I’ve made this less spicy than Emeril would have, but it still turned out too spicy for my daughter E. (who wound up eating rice with edamame instead). If you’ve got a jar of Emeril’s seasoning or another cajun spice blend, feel free to use it instead of the combination of spices that I use. But do use the dulse or other seaweed, which gives it a slightly fishy taste.
Mirliton and White Bean Stew
Don’t let the long list of ingredients scare you off. Most are seasonings that go into the stew together. If you’re rushed for time, you can use about a tablespoon of Creole Seasoning instead.
- 1 large onion, finely chopped (tip: use the food processor for all the finely chopped ingredients)
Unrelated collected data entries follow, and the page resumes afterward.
PR #743, opened 2016-06-29
Phalcon storage

lucasantarella:


bshaffer:
Hey this is really cool! Nice work. Looks like it's essentially an ORM for the models this library uses. A few things:

- [ ] tests
- [ ] code standards (should be consistent with the rest of this library)

Does this only work for APIs or can it be used for local PDO as well?
There is a lot of boilerplate/crud code that doesn't really belong in this repo.  Is there any way to get around that, or is it required for the library to function?

lucasantarella:
Hey,
Thanks for taking a look. I'll get working on the tests, that shouldn't be to big of a problem.

I tried to adhere as closely as I could to the PDO Storage code. Could point out some places were I should make the code more consistent with the rest of the library?

By boilerplate code, do you mean the model files? Those are needed for the library to function. I don't think there is anyway to get around having those model files. I can tone down the PHPDoc if that helps at all.

src/OAuth2/Storage/Phalcon/Models/OauthClients.php
```diff
@@ -0,0 +1,92 @@
...
+    public static function findFirst($parameters = null)
+    {
+        return parent::findFirst($parameters);
+    }
+
+    /**
+     * @param mixed $parameters
+     * @return OauthUsers
+     */
+    public function getUser($parameters = null){
```
bshaffer: brace should be on a new line

src/OAuth2/Storage/Phalcon/Phalcon.php
```diff
@@ -0,0 +1,686 @@
...
+            $grant_types = explode(' ', $details['grant_types']);
+            return in_array($grant_type, (array)$grant_types);
+        }
+
+        // if grant_types are not defined, then none are restricted
+        return true;
+    }
+
+    /* OAuth2\Storage\AccessTokenInterface */
+
```
bshaffer: remove newline

src/OAuth2/Storage/Phalcon/Phalcon.php
```diff
@@ -0,0 +1,686 @@
...
+              `public_key` varchar(2000) DEFAULT NULL,
+              `private_key` varchar(2000) DEFAULT NULL,
+              `encryption_algorithm` varchar(100) DEFAULT 'RS256'
+            );
+        ";
+
+        return $sql;
+    }
+
+
```
bshaffer: remove newlines

src/OAuth2/Storage/Phalcon/Models/OauthUsers.php
```diff
@@ -0,0 +1,135 @@
...
+
+    /**
+     * @param mixed $parameters
+     * @return \OAuth2\Storage\Models\OauthRefreshTokens[]
+     */
+    public function getRefreshTokens($parameters = null)
+    {
+        return $this->getRelated('RefreshTokens', $parameters);
+    }
+}
```
bshaffer: add newline :P

lucasantarella: Ah, got it. Thanks for pointing them out. I'll clean it up ASAP. What do you
think about all the model files though? Too much for the style of the repo?  
  
Sent from [Nylas N1](https://link.nylas.com/link/1bn4fr7kwwyc20cix4nnlmvaw
/local-818fd84c-
52e8/0?redirect=https%3A%2F%2Fnylas.com%2Fn1%3Fref%3Dn1&r=cmVwbHkrMDAxYjM3OWI2YjFiNTYzOTQ0ZjljNDAyZGMyZTg3OTZkMWNmNzRmNjEzNDY5N2I4OTJjZjAwMDAwMDAxMTM4YzA3NWY5MmExNzBjZTA0MWQ2YWMzQHJlcGx5LmdpdGh1Yi5jb20=),
the extensible, open source mail client.  


On Jun 29 2016, at 6:02 pm, Brent Shaffer &lt;notifications@github.com&gt;
wrote:  

> In
[src/OAuth2/Storage/Phalcon/Models/OauthUsers.php](https://github.com/bshaffer/oauth2
-server-
php/pull/743#discussion_r69036739&r=cmVwbHkrMDAxYjM3OWI2YjFiNTYzOTQ0ZjljNDAyZGMyZTg3OTZkMWNmNzRmNjEzNDY5N2I4OTJjZjAwMDAwMDAxMTM4YzA3NWY5MmExNzBjZTA0MWQ2YWMzQHJlcGx5LmdpdGh1Yi5jb20=):

>  
>  
>     > +     * @return \OAuth2\Storage\Models\OauthAccessTokens[]

>     > +     */

>     > +    public function getAccessTokens($parameters = null)

>     > +    {

>     > +        return $this->getRelated('AccessTokens', $parameters);

>     > +    }

>     > +

>     > +    /**

>     > +     * @param mixed $parameters

>     > +     * @return \OAuth2\Storage\Models\OauthRefreshTokens[]

>     > +     */

>     > +    public function getRefreshTokens($parameters = null)

>     > +    {

>     > +        return $this->getRelated('RefreshTokens', $parameters);

>     > +    }

>     > +}

>  
>

> add newline :P

>

> —  
> You are receiving this because you authored the thread.  
> Reply to this email directly, [view it on
GitHub](https://github.com/bshaffer/oauth2-server-
php/pull/743/files/eedce8fc62e86eb3622d1e4b788470d7319d4128#r69036739&r=cmVwbHkrMDAxYjM3OWI2YjFiNTYzOTQ0ZjljNDAyZGMyZTg3OTZkMWNmNzRmNjEzNDY5N2I4OTJjZjAwMDAwMDAxMTM4YzA3NWY5MmExNzBjZTA0MWQ2YWMzQHJlcGx5LmdpdGh1Yi5jb20=),
or [mute the
thread](https://github.com/notifications/unsubscribe/ABs3m1yn9fmL2U6MObO_J8nn4DMZdWETks5qQutfgaJpZM4JBXTs&r=cmVwbHkrMDAxYjM3OWI2YjFiNTYzOTQ0ZjljNDAyZGMyZTg3OTZkMWNmNzRmNjEzNDY5N2I4OTJjZjAwMDAwMDAxMTM4YzA3NWY5MmExNzBjZTA0MWQ2YWMzQHJlcGx5LmdpdGh1Yi5jb20=).

bshaffer:
Thanks again for your work on this!

It would definitely be preferable to only have the single `Phalcon` storage class, without generating all the dependent wrapper classes for each table. This would keep the API consistent (i.e. passing arrays of data rather than objects) between the storage types.

Also, add the Phalcon storage class to [BaseTest](https://github.com/bshaffer/oauth2-server-php/blob/develop/test/lib/OAuth2/Storage/BaseTest.php#L7) and it'll receive all the same testing as the rest of the storage classes.

lucasantarella:
Even with PHQL, there still needs to be a model class defined for each table, even though it would be significantly cut down (only the public vars would need to be defined and the `initialize()` function). I could put all these classes at the bottom of the `Phalcon.php` file and have all the classes in one file, maybe that would help with the consistency of the repo. Let me know what you think.

lucasantarella:
I believe the test is going to fail straight-up right now. I have to add the TravisCI config for Phalcon since it's a PHP extension. Also, it's not compatible with PHP7.

bshaffer:
No need to add them all to the same file! If we need them then we'll keep them. You can skip the tests in PHP7 and add the extension in `.travis.yml`.

lucasantarella:
@bshaffer Hope you enjoyed the holiday! I'm working with one of the Phalcon dev's to get PHP 5.3 build working in Travis CI. Seems to be a travis problem about not installing the Phalcon extension. Otherwise, the tests should work fine. The library will work on any Phalcon 2.x.x and up installation, and that includes PHP >= 5.3

.travis.yml
```diff
@@ -20,11 +19,16 @@ services:
...
 - cassandra
+- mysql
+- memcached
 before_install:
-- phpenv config-rm xdebug.ini || return 0
+  - composer install --prefer-source --no-interaction
+  - vendor/bin/install-phalcon.sh 2.0.x
+  - phpenv config-rm xdebug.ini || return 0
 install:
 - composer install --no-interaction
```
bshaffer: why is `composer install` also in `install`? How about you move the phalcon installation to `install` instead?

.travis.yml
```diff
@@ -4,13 +4,12 @@ cache:
   directories:
     - $HOME/.composer/cache
     - vendor
+    - $HOME/cphalcon
 php:
 - 5.3
 - 5.4
 - 5.5
 - 5.6
-- 7
```
bshaffer: Don't remove php 7 and hhvm!! Just add an if statement around your before_install:

```yaml
  - composer install --prefer-source --no-interaction
  - if [[ ${TRAVIS_PHP_VERSION:0:1} == "5" ]]; then vendor/bin/install-phalcon.sh 2.0.x; fi;
  - phpenv config-rm xdebug.ini || return 0
```

.. Or something similar

src/OAuth2/Storage/Phalcon/Phalcon.php
```diff
@@ -664,4 +685,204 @@ public function getBuildSql($dbName = 'oauth2_server_php')
...
+/**
+ * Class PhalconConf
+ * @package OAuth2\Storage\Phalcon
+ *
+ * This config class is used purely internally for communication
+ * between the model files and the main Phalcon storage class
+ * for setting table names dynamically.
+ */
+class PhalconConf
```
bshaffer: Seems like this file could be replaced with an array and `array_merge`

lucasantarella: @bshaffer I was trying to do that, but I ran into a problem. It's really due to the nature of Phalcon.

Phalcon projects use a Dependency Injector to manage data interactions between model classes and everything else. The reason for this is that when calling model classes, its is done statically. That means there is no way to pass table names in a one-stop-shop fashion to the models unless you do it every time you statically call the `Model::find($tableName, $parameters)` or something like that. The way I accomplished this is to take a Dependency Injector `$di` and add a custom service to it and pass it on to all the models once. This way, all the models can just reference that service in the `$di` when they need to lookup table maps. The catch, though, is that a `$di` service must be an instance of a class, ANY class, so I just made a holder class to hold the information while passing to the models. 

It's not the most elegant way, but if you can find a better solution I'd seriously love to use it because I know this is the ugliest way to accomplish this task.

.travis.yml
lucasantarella: My bad... I'm kinda new to Travis and I've really only used a couple times, let alone with Phalcon. I'll fix it up right away.

src/OAuth2/Storage/Phalcon/Phalcon.php
bshaffer: Can you use `stdClass`?

lucasantarella: I believe so. I'll branch and try it out. Would this be preferable? I always liked explicitly constructed models. I'll work it out and see if it works.

lucasantarella:
Stumbling through the documentation, I found that you can use a function instead of a class. This allows the `return array()` to be used and negates the need for a special class. Sorry about the confusion! I didn't know myself.

lucasantarella:
Fixed all tests.

lucasantarella:
Hi @bshaffer I finally finished the tests and logic for this PR. What do you think about merging?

- 1 finely chopped green bell pepper
- 2 ribs celery, finely chopped
- 1 tablespoon minced garlic
- 2 tablespoons tomato paste
- 6 cups vegetable broth
- 3 cups cooked white beans (Great Northern or Cannellini)
- 2 bay leaves
- 2 teaspoons dulse or other powdered seaweed (to taste)
- 1/4 teaspoon garlic powder
- 1/4 teaspoon paprika
- 1/4 teaspoon ground thyme
- 1 teaspoon dried basil
- 1 teaspoon dried oregano
- 1/4 teaspoon freshly ground black pepper
- salt, to taste
- 1/2 teaspoon liquid crab boil (optional)
- Pinch cayenne pepper
- 2 cups peeled, seeded and 1/2-inch diced mirlitons (about 2 large mirlitons)
- 16 ounces diced tomatoes
- 2 teaspoons chopped fresh oregano leaves
- 1 tablespoon chopped fresh parsley leaves
- freshly cooked rice, for serving
- Heat a large non-stick pot over medium-high heat. (You may choose to give it a quick spray of olive oil before heating.) Add the onions, bell pepper, and celery, and cook, stirring, until the onions begin to caramelize, about 5 minutes. Add the garlic and tomato paste and stir for another minute.
- Add the vegetable broth, beans, bay leaves, and next 10 ingredients. Stir well, bring to a boil, and simmer for 10 minutes. Add the mirliton and cook until it is just tender but not over-cooked, about 10-15 minutes. Add the tomatoes, fresh oregano, and parsley and cook for another 5 minutes. Check the seasonings, adding more if needed, and serve over rice.
Preparation time: 10 minute(s) | Cooking time: 30 minute(s)
Number of servings (yield): 6
Nutrition (per serving): 217 calories, 6 calories from fat, <1g total fat, 0mg cholesterol, 687.8mg sodium, 882.1mg potassium, 42.4g carbohydrates, 9.8g fiber, 6.3g sugar, 12.7g protein.
It was good, really really good. I’m looking forward to leftovers for lunch.
More Louisiana recipes: Tofu Jambalaya, Stewed Okra and Tomatoes, Red Beans and Rice, Chickpea Gumbo (guest post at Veggie Venture), and Patty Pan Squash Stuffed with Cajun White Beans
MichalooneyDecember 30, 2009 at 10:51 pm
My omnivorous boyfriend and I made this for his omnivorous family tonight. The flavor was rich, warm, and comforting.
Double the recipe
We omitted the dulse.
We used Zataran's dry crab boil, but only boiled it in the soup for 7 minutes.
Added half an eggplant and a bunch of kale.
Thanks for another great recipe.
melissa daniellsJanuary 9, 2012 at 2:27 pm
I am australian and i only ever called Mirliton by the name chokos! They grow wild in the tropical regions . I am living in the UK and was excited to find one in a asian grocer and now i know what to do with it!!
Dan MarshJuly 29, 2014 at 1:08 pm
Susan, My wife and I are very enthusiastic about Vegan cooking and eating. We enjoyed looking at your recipes on your Webb Site. Please friend me on Facebook and yes I would love to receive your fall free News Bites newsletter via email. Dan Marsh
MaryNovember 27, 2019 at 4:41 pm
I made the Mirliton soup today. It’s delicious. I followed your recipe except for the dulse, which I don’t have. I served it with pasta because I had some in the refrigerator.